At the start, you do not need all of this immediately:

a complex planner with many modes;
a multi-stage memory compaction pipeline;
sophisticated model routing;
a full self-healing loop;
a dozen golden paths.

The value of a reference runtime is not maximal power. It is clarity of form. A small clean implementation is better than a universal machine nobody understands.

13. Example Runtime Configuration¶

Here is an example config that defines the runtime shape without hardcoding every decision:

runtime:
  max_tool_hops: 3
  require_trace_id: true
  enable_background_updates: true
  default_model: gpt-5.4
  policy:
    precheck_required: true
  telemetry:
    emit_structured_events: true
  execution:
    gateway_required: true
  background:
    enabled: true
    resumable_runs: true
    allow_cancel: true
  capability_sessions:
    track_session_ids: true
    emit_progress_events: true
    support_reinit_on_expiry: true

This is useful because it keeps the runtime contract explicit and portable between environments.

14. Common Mistakes¶

Very typical problems:

orchestration and adapters are glued together;
policy checks are not called on every required path;
memory is attached as a random helper;
tool calls bypass catalog/gateway;
background updates are missing;
telemetry was added as an afterthought;
long-running work is hidden behind retries instead of being modeled explicitly;
background execution exists, but operators cannot poll, resume, or cancel it cleanly.

So the system may "work", but the runtime shape is already blocking growth.

15. A Fast Maturity Test for the Baseline Runtime¶

A team should not think it has a reference runtime only because it has a working agent, a few modules, and successful demos.

A stronger bar is this:

orchestration, policy, memory, execution, and telemetry are visibly separate layers;
the run context carries identity and control metadata from the start;
capability execution flows through contracts rather than direct adapter calls;
tracing and background hooks exist in the base path rather than as retrofits;
long-running work has an explicit status and continuation model rather than hidden retries;
one run can be explained as a stable skeleton, not as scattered local logic.

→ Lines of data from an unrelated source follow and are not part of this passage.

PR #3949, opened 2025-02-04
Refactor D3 Map to Support Both Rate Charts and Unknowns Charts

eriwarr:
# Description and Motivation

This PR refactors the D3 map implementation to support both rate charts and unknowns charts. Key changes include:

- Refactored `renderMap.tsx` to handle different chart types dynamically.
- Updated` getFillColor` to adjust colors based on extremesMode for better data visualization.
- Improved `createColorScale` to internally determine the appropriate scale type (sequentialSymlog vs. quantileSequential).
- Enhanced stroke color logic to switch territory borders between gray and white based on extremesMode.

## Has this been tested? How?
Tested locally 

## Types of changes
- New content or feature
- Refactor / chore


frontend/src/cards/MapCard.tsx
```diff
@@ -405,6 +408,10 @@ function MapCardWithKey(props: MapCardProps) {
         const mapConfig = props.dataTypeConfig.mapConfig
         if (isSummaryLegend) mapConfig.min = mapConfig.mid
 
+        const updatedMapConfig = Object.assign({}, mapConfig, {
+          scheme: interpolateDarkGreen,
+        })
+
```
benhammondmusic, line 414: this is making every map the green scale, regardless of the type of scale we assigned to that dataType in the metric config. I think it's partly confusing as well because you have made a new `MapConfig` type that has a function type as the `scheme` and the old `MapConfig` has a string as the `scheme`. I would use a unique name for the new type like `D3MapConfig` and then figure out is we can make the types identical so everything plays nice

frontend/src/cards/MapCard.tsx
```diff
@@ -538,10 +545,10 @@ function MapCardWithKey(props: MapCardProps) {
                       highestLowestGroupsByFips={highestLowestGroupsByFips}
                       activeDemographicGroup={activeDemographicGroup}
                       countColsMap={countColsMap}
-                      data={displayData}
+                      data={displayData as DataPoint[]}
                       filename={filename}
                       fips={props.fips}
-                      geoData={geoData}
+                      geoData={geoData as Topology}
```
benhammondmusic, line 551: is it not possible to cast variables as the correct types when the variables are created? Rather than creating them and then using `as` when we need to send them into the component?

frontend/src/charts/choroplethMap/types.ts
```diff
@@ -111,9 +107,16 @@ export interface MapConfig {
   higherIsBetter?: boolean
 }
```
benhammondmusic, line 108: this MapConfig is the one i mentioned above; I think it'd be helpful to use a different name here (in VSCODE you can right click and "Rename Symbol" and it'll just rename all occurrences of this specific variable; better than find and replace because it won't rename the variable that has the exact same name)

I think we have to figure out how to get this one that has scheme as a function to play nice with the old MapConfig that has scheme as a string.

If most of those conditions are missing, the team may have an implementation, but it still does not have a real baseline runtime blueprint.

16. What to Do Right Away¶

Start with this short list and mark every "no" explicitly:

Are orchestration, policy, memory, execution, and telemetry visible as separate layers?
Is there a single run context with tenant/principal metadata?
Is there a capability registry instead of direct calls?
Are tracing hooks built into the base path?
Is there a safe point for background updates?
Can long-running work be queued, observed, resumed, and canceled explicitly?
Can you explain one run flow without reading ten files at once?

If the answer is "no" several times in a row, you do not have a reference runtime yet. You just have an early model integration in a product.

17. What to Do Next¶

First make the runtime shape explicit, then add the policy layer and capability contracts on top of it.

The next logical step in Part VII is to add an explicit policy layer and capability catalog on top of this blueprint, so the reference implementation becomes close to an operational skeleton.